- [Source data]
PR #1532, opened 2023-12-10
Make well-definedness of morphisms in AdditiveClosure more tight

zickgraf:
Currently, we allow to encode $m \times 0$ matrices as empty lists instead of  lists with $m$ empty lists. I suggest to drop this exception: I don't see why cleanly written code would give an empty matrix in the degenerate case. The only example I know of where this ever lead to a problem was in the context of `TransposedMat`, but we have `TransposedMatWithGivenDimensions` for this.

- [What to work on]
Set down each line of the data precisely as it appears above.

- [Written response]
PR #1532, opened 2023-12-10
Make well-definedness of morphisms in AdditiveClosure more tight

zickgraf:
Currently, we allow to encode $m \times 0$ matrices as empty lists instead of  lists with $m$ empty lists. I suggest to drop this exception: I don't see why cleanly written code would give an empty matrix in the degenerate case. The only example I know of where this ever lead to a problem was in the context of `TransposedMat`, but we have `TransposedMatWithGivenDimensions` for this.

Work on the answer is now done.